▶ [ASSIGNED TASK]
Go through the entries below. Copy out every line that contains "default".

(Collected data entries)
____________________

PR #3429, opened 2025-08-31
fix: replace mutable default arguments with None

greysonlalonde:
Replace mutable default arguments (lists/dicts) with None to prevent shared state bugs across calls.


lucasgomide (approved):
That's amazing! Thank you for caring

____________________

▶ [SOLUTION FOR THIS PROBLEM]
fix: replace mutable default arguments with None
Replace mutable default arguments (lists/dicts) with None to prevent shared state bugs across calls.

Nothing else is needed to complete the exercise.